Relationships – especially new relationships – can be seen as a psychological game: our words and actions carefully chosen for maximum impact, either to impress or gain favour. I think that this again transcends the gender divide and is equally applicable to non-sexual relations.

I’m not sure that teaching men “how to have sex with as many women as possible through all kinds of manipulation and deceit” constitutes abuse. It may be an unattractive personality trait and lead to repeated sad and shallow relationships, or one night stands, but if there is mutual consent I struggle with the A word. Ultimately, male or female, our trust must be won, and perhaps we should all reserve something of ourselves until that time. Unless one night stands are your thang, and in this respect men and women are undoubtedly more equal now than ever before.

Right, that’s off my chest, and the bright lights of Newport Shitty beckon, so tatty bye!

PS, green ain’t so bad: http://www.somethingwonderful.org/blog/blog.html

2. Emma - September 21, 2005

Ultimately, male or female, our trust must be won, and perhaps we should all reserve something of ourselves until that time.

So…women are responsible for being deceived by mendacious men who misrepresent their intentions in order to have sex with them? What are women supposed to do? Keep a polygraph next to the bed?

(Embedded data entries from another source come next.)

PR #861, opened 2026-04-07
fix(test): fix race condition in proposer recovery integration test

fakedev9999:
## Summary

- Fix flaky `test_proposer_recovery_after_canonical_head_invalidation` that consistently fails on the eigenda integration variant
- Root cause: single-pass game scan after the first new game appeared — if the proposer hadn't completed recovery yet, the correct game (with expected parent) was missed
- Replace with a polling loop that continuously scans newly created games until the expected parent is found or `WAIT_TIMEOUT` (60s) expires

## Context

This test has been intermittently failing on main since ~4/1, always on the eigenda variant. The eigenda DA layer has slower sync cycles, making the proposer take longer to detect canonical head invalidation and recover — widening the race window.

After this lands, `Fault Proof (integration - eigenda)` can be re-added as a required merge queue check.

## Test plan

- [ ] CI: `Fault Proof (integration - eigenda)` passes
- [ ] CI: `Fault Proof (integration)` still passes (ethereum variant unaffected)


fakedev9999:
/integration

https://github.com/succinctlabs/op-succinct/actions/runs/24078701168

3. Winter - September 22, 2005

Hi Stephen,

I think it’s worse than simplistic really. We know that many people of both sexes engage in sexually predatory behaviors and play power games, but what we, as feminists, are really objecting to here is the way Strauss and his ilk try and promote this kind of behavior as normal, even natural for men, and a good thing. His work inscribes pretty horrible old cultural stereotypes (men=sexual beasts, women=prey) across the board as essential, and therefore presumably eternal. Feminists know that these things go on, but we object to the notion that they cannot be changed. Strauss wants to reduce all relationships between the sexes to power games and domination. Of course trust has to be built gradually in a relationship and all relationships contain dynamics of power, but trust is not even an issue for this guy, as far as he’s concerned it’s get in there and say whatever has to be said to get some and get out. For feminists it is very important to believe that men and women can and do relate to each other outside this patriarchal paradigm. Furthermore, what kind of attitude does this work imply towards men who do love and respect women and want to have real relationships with them? That they are not natural men? I bet. Anyway, I’ll quote Emma’s original post, because she says it better than me:

reading this stuff makes me cringe because the steretypes that surround sex and relationships are so tired. Specifically, the idea that men are on some continual quest (successful or otherwise) to have meaningless intercourse while women are perpetual engaged in husband baiting. For men, human sexual relationships are a ‘game’ which they can win if they outwit their opponents. Women, on the other hand, are required to follow the rules. In these kinds of characterisations, it’s men who have all the power; to seduce, to get what they want. A false dichotomy between male desire and female submission has always been a feature of our culture’s representation of sex. Similarly, we’re familiar with the usual double standards regarding promiscuity.

But at this stage of evolution, is it not time to stop portraying sex, love, relationships as a battle of opposing wills? I don’t believe this kind of abstraction makes anyone’s sexual relationships better, or more equal. But I guess it might just help a few more rich but ugly punters to get laid.

As to the ‘A’ word, well I guess that’s my personal option. If I got a woman into bed by lying to her, manipulating her emotionally, and playing upon her insecurities (as Strauss recommends), yes I would figure my behavior as emotionally abusive because I would have no idea what damage I could be doing to her as a person.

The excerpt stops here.